Let Me Take a Selfie
Out of all the latest trends, the practice of taking “selfies”, in other words, photos of yourself, usually with your own cell phone, is the one that has been labeled the most as superficial and egotistical. But like it or not selfies have fast become a hot item in popular culture. Take for example, this famous Oscar selfie. Most people enjoy taking selfies, so why not have your students do it with a twist? Did you study the names for places around town? Give them a list and have them take selfies in front of the bank, supermarket, in a park, etc… You may name each place by its definition: This is the place where you buy fruits and vegetables.
Social media challenges like the recent ALS Ice Bucket Challenge engaged millions of people. Start a similar challenge with your class. First you challenge two students, to for example, name ten farm animals in English. They must film themselves doing this and then “nominate” two other classmates for a similar challenge. They post the video to the class Facebook group and so the challenge continues. You can challenge your students to carry out any variety of tasks – sing a song or recite a poem – as long as they do it in English.
What Do You Think?
A few weeks ago, the Internet went berserk over the color of a dress. The world divided into two opposing groups, each adamant about their own position. This is the sort of thing you can take advantage of to get your class to practice specific language, like asking for and giving opinions: “I must disagree with you completely. That dress is white and gold.”

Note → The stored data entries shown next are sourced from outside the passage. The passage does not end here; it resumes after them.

PR #1124, opened 2022-08-06
reset ptl trainer when loading torch models

### LINKED ISSUE #1116: Unable to load a saved pytorch model due to trainer being required [BUG]
**Describe the bug**

When trying to run `NBEATSModel.load_model` on a file I saved using `save_model`, I get the following error:

```
RuntimeError: _NBEATSModule is not attached to a `Trainer`.
```

**To Reproduce**

```python
model = NBEATSModel(**my_params)
model.fit(my_data)
model.save('my_path.pth.tar')
NBEATSModel.load_model('my_path.pth.tar')
```

**Expected behavior**

The model should get successfully loaded and not raise any errors.

 - Python version: 3.9.13
 - darts version 0.20.0
 - MacOS 12.4

**Additional information**

Relevant part of the traceback:

```
  File "<PYTHON>/site-packages/darts/models/forecasting/torch_forecasting_model.py", line 1331, in load_model
    model.trainer = model.model.trainer
  File "<PYTHON>/site-packages/pytorch_lightning/core/module.py", line 179, in trainer
    raise RuntimeError(f"{self.__class__.__qualname__} is not attached to a `Trainer`.")
```

dennisbader:
Fixes #1116.

### Summary

- Fixes error when loading TorchForecastingModels where trainer is not associated with a model.
- fixed issue where custom feed forward moduels were ignored in previous PyTorch version

### DIFF
--- a/darts/models/forecasting/transformer_model.py
+++ b/darts/models/forecasting/transformer_model.py
@@ -9,7 +9,7 @@ from typing import Optional, Tuple
 import torch
 import torch.nn as nn
 
-from darts.logging import get_logger, raise_if_not
+from darts.logging import get_logger, raise_if, raise_if_not
 from darts.models.components import glu_variants
 from darts.models.components.glu_variants import GLU_FFN
 from darts.models.forecasting.pl_forecasting_module import PLPastCovariatesModule
@@ -20,6 +20,20 @@ logger = get_logger(__name__)
 
 BUILT_IN = ["relu", "gelu"]
 FFN = GLU_FFN + BUILT_IN
+
+
+class _CustomFeedForwardEncoderLayer(nn.TransformerEncoderLayer):
+    # overwrite the feed forward block
+    def _ff_block(self, x):
+        x = self.activation(x)
+        return self.dropout2(x)
+
+
+class _CustomFeedForwardDecoderLayer(nn.TransformerDecoderLayer):
+    # overwrite the feed forward block
+    def _ff_block(self, x):
+        x = self.activation(x)
+        return self.dropout2(x)
 
 
 # This implementation of positional encoding is taken from the PyTorch documentation:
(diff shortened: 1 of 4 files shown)


darts/models/forecasting/transformer_model.py
```diff
@@ -22,6 +22,20 @@
 FFN = GLU_FFN + BUILT_IN
 
 
+class _CustomFeedForwardEncoderLayer(nn.TransformerEncoderLayer):
+    # overwrite the feed forward block
+    def _ff_block(self, x):
+        x = self.activation(x)
+        return self.dropout2(x)
```
gdevos010, line 29: The glu variants have dropout built-in

darts/models/forecasting/transformer_model.py
```diff
@@ -142,10 +156,43 @@ def __init__(
...
+                custom_encoder is not None or custom_decoder is not None,
+                "Cannot use `custom_encoder` or `custom_decoder` along with an `activation` from "
+                f"{GLU_FFN}",
+                logger=logger,
+            )
             # use glu variant feedforward layers
             self.activation = getattr(glu_variants, activation)(
                 d_model=d_model, d_ff=dim_feedforward, dropout=dropout
             )
+            encoder_layer = _CustomFeedForwardEncoderLayer(
```
gdevos010, line 169: the glu variants are full feedforward layers. It wasn't fully correct before to set the activation = glu_variants. 
For this to be fully correct, I think there should be a separate arg for ff_bock and leave activation alone. 

This customFeedForwardEncoderLayer makes more sense.

darts/models/forecasting/transformer_model.py
```diff
@@ -142,10 +156,43 @@ def __init__(
...
+                d_model=d_model,
+                nhead=nhead,
+                dim_feedforward=dim_feedforward,
+                dropout=dropout,
+                activation=self.activation,
+            )
+            encoder_norm = nn.LayerNorm(d_model)
```
gdevos010, line 176: I can add the new norms when this gets merged

darts/models/forecasting/transformer_model.py
dennisbader: Yes, but I think we should add the second dropout following the original implementation (see [here](https://github.com/pytorch/pytorch/blob/a61c96492b042947467bb603244301400f0e8d1a/torch/nn/modules/transformer.py#L536)):

```
    # feed forward block
    def _ff_block(self, x: Tensor) -> Tensor:
        x = self.linear2(self.dropout(self.activation(self.linear1(x))))
        return self.dropout2(x)
```

then per TransformerEncoderLayer:
```
    def forward(...):
        x = self.norm1(x + self._sa_block(x, src_mask, src_key_padding_mask))
        x = self.norm2(x + self._ff_block(x))
    return x
```

This is equivalent to what they do in the [Annotated Transfomer](https://nlp.seas.harvard.edu/2018/04/03/attention.html#encoder-and-decoder-stacks) with SublayerConnection, EncoderLayer and Position-wise Feed-Forward Networks.

Our current FeedForward class does (changed a bit so it's easier to compare):
```
    def forward(self, x)
        x = self.linear2(self.dropout(self.activation(self.linear1(x))))
        return x
```
So when we overwrite the PyTorch TransformerEncoderLayer, the last dropout would be missing.

hrzn (approved):
LGTM (though I didn't check the correctness in details)
Thanks!

PR #1126, opened 2022-08-07
fix typo in timeseries

### LINKED ISSUE #1115: Just a small typo
https://github.com/unit8co/darts/blob/caccce1dc71f58180142d96e70bf06024d68798f/darts/timeseries.py#L652

It would be 

> ValueError: If time_col is not specified, the DataFrame must be indexed either witha DatetimeIndex, or with a RangeIndex.

, which `witha` should be `with a`.

blacksnail789521:
Fixes #1115.

### Summary

https://github.com/unit8co/darts/blob/caccce1dc71f58180142d96e70bf06024d68798f/darts/timeseries.py#L652

It would be 

> ValueError: If time_col is not specified, the DataFrame must be indexed either witha DatetimeIndex, or with a RangeIndex.

, which `witha` should be `with a`.

### Other Information

None

### DIFF
--- a/darts/timeseries.py
+++ b/darts/timeseries.py
@@ -649,7 +649,7 @@ class TimeSeries:
         else:
             raise_if_not(
                 isinstance(df.index, VALID_INDEX_TYPES),
-                "If time_col is not specified, the DataFrame must be indexed either with"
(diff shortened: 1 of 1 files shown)


hrzn (approved):
Thanks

Legos have been around since I was a child, but now, thanks to the latest animation technologies, there is a Lego revolution. Lego toys, Lego action figures, Lego movies and even a Lego theme park. Why not bring this classic set of bricks into your ESL classroom and have your students recreate scenes, film short videos or act out role plays?
Guardians and Heroes Tweet
From Guardians of the Galaxy to Marvel superheroes and even book characters like Harry Potter and Katniss Everdeen, there are surely pop culture icons that your students admire. What would these characters tweet if they were real people? Have each student pick one character and have them write one daily tweet in the character’s voice for a month. They don’t have to create Twitter accounts for this; simply have them use a notebook or online journal.
Naturally, you won’t want to use pop culture elements every day – students might get too distracted. These are great when you need to inject a good dose of fun into your ESL class.